[Exercise data Boundary: Start]
PR #768, opened 2025-09-08
Add ability to use custom images in `taskgraph load-task`

ahal:
This makes it really nice to iterate on a docker image and test it against a live task, by using e.g:
```
taskgraph load-task <task-id> --image python
```

This will re-build the `taskcluster/docker/python` image, launch it in a container, and load `<task-id>` into it.

### DIFF
--- a/src/taskgraph/docker.py
+++ b/src/taskgraph/docker.py
@@ -10,13 +10,14 @@ import tarfile
 import tempfile
 from io import BytesIO
 from textwrap import dedent
-from typing import List, Optional
+from typing import Dict, Generator, List, Mapping, Optional, Union
 
 try:
     import zstandard as zstd
 except ImportError as e:
     zstd = e
 
+from taskgraph.config import GraphConfig
 from taskgraph.util import docker, json
 from taskgraph.util.taskcluster import (
     find_task_id,
@@ -43,7 +44,15 @@ The VERSION file contains the version of the image.
 """
 
 
-def get_image_digest(image_name):
+def get_image_digest(image_name: str) -> str:
+    """Get the digest of a docker image by its name.
+
+    Args:
+        image_name: The name of the docker image to get the digest for.
+
+    Returns:
+        str: The digest string of the cached docker image task.
+    """
     from taskgraph.generator import load_tasks_for_kind  # noqa: PLC0415
     from taskgraph.parameters import Parameters  # noqa: PLC0415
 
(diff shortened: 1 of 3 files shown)


src/taskgraph/main.py
```diff
@@ -683,11 +683,34 @@ def image_digest(args):
     help="Keep the docker container after exiting.",
 )
 @argument("--user", default=None, help="Container user to start shell with.")
+@argument(
+    "--image",
+    default=None,
+    help="Use a custom image instead of the task's image. Can be the name of "
+    "an image under `taskcluster/docker`, a reference to a local docker image, "
```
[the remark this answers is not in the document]
ahal: Oops, I implemented that in a future commit that I haven't yet put up for review. I think it got absorbed here.

> Also, for the "pass the name of an image" case, it seems like ideally this should take the name of the task from the docker-image kind, not the name of the directory (with the latter you'll miss things like parent - although I guess that doesn't work with build_image anyway - and args)?

Heh, I'm spoiling the surprise for my demo, but I got `taskgraph build-image` to use `image_builder`. It'll now recursively build parent images (if their digest changed). I have a long stack of WIP commits I need to untangle and get shaped up for review though, so wanted to just get this landed first.

src/taskgraph/docker.py
```diff
@@ -387,6 +430,13 @@ def load_task(task_id: str, remove: bool = True, user: Optional[str] = None) ->
         print("Only tasks using `run-task` are supported!")
         return 1
 
+    try:
+        image = custom_image or image
+        image_tag = _resolve_image(image, graph_config)
+    except Exception as e:
+        print(e)
```
jcristau, line 437: nit: `file=sys.stderr`

src/taskgraph/docker.py
```diff
@@ -354,7 +355,47 @@ def _index(l: List, s: str) -> Optional[int]:
         pass
 
 
-def load_task(task_id: str, remove: bool = True, user: Optional[str] = None) -> int:
+def _resolve_image(image: Union[str, Dict[str, str]], graph_config: GraphConfig) -> str:
+    image_task_id = None
+
+    # Standard case, image comes from the task definition.
+    if isinstance(image, dict):
```
jcristau, line 362: Should we attempt to support the case where `payload.image` is just a string, like decision tasks?  It looks like currently that fails with `TypeError: string indices must be integers, not 'str'` because we assume it's a dict, and with this change it'd clash with the "refer to an in-tree image" case.  Maybe move that to `in-tree=foo` to leave the option open?

ahal: That's https://github.com/taskcluster/taskgraph/pull/772/commits/39008139879e6a9fc298640702bb3e05be355cf4

But I'll just fold that into here as it's so trivial (just ended up separate due to how I happened to write my commits).

In this implementation the behaviour will be to first check for a local image, and then use a registry if there's no match, which I think I prefer to `in-tree=`, but don't feel super strongly about.

src/taskgraph/main.py
```diff
@@ -683,11 +683,34 @@ def image_digest(args):
     help="Keep the docker container after exiting.",
 )
 @argument("--user", default=None, help="Container user to start shell with.")
+@argument(
+    "--image",
+    default=None,
+    help="Use a custom image instead of the task's image. Can be the name of "
+    "an image under `taskcluster/docker`, `task-id=<task id>`, or "
+    "`index=<index path>`.",
```
jcristau, line 691: or the name of an image to pull from a registry

jcristau (approved):

PR #772, opened 2025-09-11
Support shallow clones with Git

ahal:


src/taskgraph/run-task/run-task
```diff
@@ -611,8 +611,8 @@ def git_checkout(
     base_repo: Optional[str],
     base_ref: Optional[str],
     base_rev: Optional[str],
-    ref: Optional[str],
-    commit: Optional[str],
+    head_ref: Optional[str],
+    head_rev: Optional[str],
```
jcristau: :100: thanks!

src/taskgraph/run-task/run-task
```diff
@@ -669,29 +685,18 @@ def git_checkout(
...
-        args.extend(["--tags", "--force"])
-
-    else:
-        args.append("--no-tags")
+    # If a head_ref was provided, it might be tag, so we need to make sure we fetch
+    # those. This is explicitly only done when base and head repo match,
+    # because it is the only scenario where tags could be present. (PRs, for
+    # example, always include an explicit rev.) Failure to do this could result
+    # in not having a tag, or worse: having an outdated version of one.
+    tags = True if head_ref and base_repo == head_repo else False
```
jcristau: nit: `tags = head_ref and base_repo == head_repo` (although this gets modified in a following commit, so doesn't matter)

src/taskgraph/run-task/run-task
```diff
@@ -698,16 +724,29 @@ def git_checkout(
...
 
     args = [
         "git",
         "checkout",
         "-f",
     ]
 
-    if head_ref:
-        args.extend(["-B", head_ref])
+    if head_ref and head_ref != head_rev:
```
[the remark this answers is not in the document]
ahal: I believe I ran into a case where `head_ref` was being set to `head_rev` in the .tc.yml, though now I'm having trouble finding it, so I'm wondering if I'm just being overly cautious.

Maybe instead we should error out of `run-task` if `head_ref` follows the pattern of a commit sha to help cut down on edge cases.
[Exercise data Boundary: End]
▶ _Try it_
Recopy the whole listing exactly.

▶ _The completed task_
PR #768, opened 2025-09-08
Add ability to use custom images in `taskgraph load-task`

ahal:
This makes it really nice to iterate on a docker image and test it against a live task, by using e.g:
```
taskgraph load-task <task-id> --image python
```

This will re-build the `taskcluster/docker/python` image, launch it in a container, and load `<task-id>` into it.

### DIFF
--- a/src/taskgraph/docker.py
+++ b/src/taskgraph/docker.py
@@ -10,13 +10,14 @@ import tarfile
 import tempfile
 from io import BytesIO
 from textwrap import dedent
-from typing import List, Optional
+from typing import Dict, Generator, List, Mapping, Optional, Union
 
 try:
     import zstandard as zstd
 except ImportError as e:
     zstd = e
 
+from taskgraph.config import GraphConfig
 from taskgraph.util import docker, json
 from taskgraph.util.taskcluster import (
     find_task_id,
@@ -43,7 +44,15 @@ The VERSION file contains the version of the image.
 """
 
 
-def get_image_digest(image_name):
+def get_image_digest(image_name: str) -> str:
+    """Get the digest of a docker image by its name.
+
+    Args:
+        image_name: The name of the docker image to get the digest for.
+
+    Returns:
+        str: The digest string of the cached docker image task.
+    """
     from taskgraph.generator import load_tasks_for_kind  # noqa: PLC0415
     from taskgraph.parameters import Parameters  # noqa: PLC0415
 
(diff shortened: 1 of 3 files shown)


src/taskgraph/main.py
```diff
@@ -683,11 +683,34 @@ def image_digest(args):
     help="Keep the docker container after exiting.",
 )
 @argument("--user", default=None, help="Container user to start shell with.")
+@argument(
+    "--image",
+    default=None,
+    help="Use a custom image instead of the task's image. Can be the name of "
+    "an image under `taskcluster/docker`, a reference to a local docker image, "
```
[the remark this answers is not in the document]
ahal: Oops, I implemented that in a future commit that I haven't yet put up for review. I think it got absorbed here.

> Also, for the "pass the name of an image" case, it seems like ideally this should take the name of the task from the docker-image kind, not the name of the directory (with the latter you'll miss things like parent - although I guess that doesn't work with build_image anyway - and args)?

Heh, I'm spoiling the surprise for my demo, but I got `taskgraph build-image` to use `image_builder`. It'll now recursively build parent images (if their digest changed). I have a long stack of WIP commits I need to untangle and get shaped up for review though, so wanted to just get this landed first.

src/taskgraph/docker.py
```diff
@@ -387,6 +430,13 @@ def load_task(task_id: str, remove: bool = True, user: Optional[str] = None) ->
         print("Only tasks using `run-task` are supported!")
         return 1
 
+    try:
+        image = custom_image or image
+        image_tag = _resolve_image(image, graph_config)
+    except Exception as e:
+        print(e)
```
jcristau, line 437: nit: `file=sys.stderr`

src/taskgraph/docker.py
```diff
@@ -354,7 +355,47 @@ def _index(l: List, s: str) -> Optional[int]:
         pass
 
 
-def load_task(task_id: str, remove: bool = True, user: Optional[str] = None) -> int:
+def _resolve_image(image: Union[str, Dict[str, str]], graph_config: GraphConfig) -> str:
+    image_task_id = None
+
+    # Standard case, image comes from the task definition.
+    if isinstance(image, dict):
```
jcristau, line 362: Should we attempt to support the case where `payload.image` is just a string, like decision tasks?  It looks like currently that fails with `TypeError: string indices must be integers, not 'str'` because we assume it's a dict, and with this change it'd clash with the "refer to an in-tree image" case.  Maybe move that to `in-tree=foo` to leave the option open?

ahal: That's https://github.com/taskcluster/taskgraph/pull/772/commits/39008139879e6a9fc298640702bb3e05be355cf4

But I'll just fold that into here as it's so trivial (just ended up separate due to how I happened to write my commits).

In this implementation the behaviour will be to first check for a local image, and then use a registry if there's no match, which I think I prefer to `in-tree=`, but don't feel super strongly about.

src/taskgraph/main.py
```diff
@@ -683,11 +683,34 @@ def image_digest(args):
     help="Keep the docker container after exiting.",
 )
 @argument("--user", default=None, help="Container user to start shell with.")
+@argument(
+    "--image",
+    default=None,
+    help="Use a custom image instead of the task's image. Can be the name of "
+    "an image under `taskcluster/docker`, `task-id=<task id>`, or "
+    "`index=<index path>`.",
```
jcristau, line 691: or the name of an image to pull from a registry

jcristau (approved):

PR #772, opened 2025-09-11
Support shallow clones with Git

ahal:


src/taskgraph/run-task/run-task
```diff
@@ -611,8 +611,8 @@ def git_checkout(
     base_repo: Optional[str],
     base_ref: Optional[str],
     base_rev: Optional[str],
-    ref: Optional[str],
-    commit: Optional[str],
+    head_ref: Optional[str],
+    head_rev: Optional[str],
```
jcristau: :100: thanks!

src/taskgraph/run-task/run-task
```diff
@@ -669,29 +685,18 @@ def git_checkout(
...
-        args.extend(["--tags", "--force"])
-
-    else:
-        args.append("--no-tags")
+    # If a head_ref was provided, it might be tag, so we need to make sure we fetch
+    # those. This is explicitly only done when base and head repo match,
+    # because it is the only scenario where tags could be present. (PRs, for
+    # example, always include an explicit rev.) Failure to do this could result
+    # in not having a tag, or worse: having an outdated version of one.
+    tags = True if head_ref and base_repo == head_repo else False
```
jcristau: nit: `tags = head_ref and base_repo == head_repo` (although this gets modified in a following commit, so doesn't matter)

src/taskgraph/run-task/run-task
```diff
@@ -698,16 +724,29 @@ def git_checkout(
...
 
     args = [
         "git",
         "checkout",
         "-f",
     ]
 
-    if head_ref:
-        args.extend(["-B", head_ref])
+    if head_ref and head_ref != head_rev:
```
[the remark this answers is not in the document]
ahal: I believe I ran into a case where `head_ref` was being set to `head_rev` in the .tc.yml, though now I'm having trouble finding it, so I'm wondering if I'm just being overly cautious.

Maybe instead we should error out of `run-task` if `head_ref` follows the pattern of a commit sha to help cut down on edge cases.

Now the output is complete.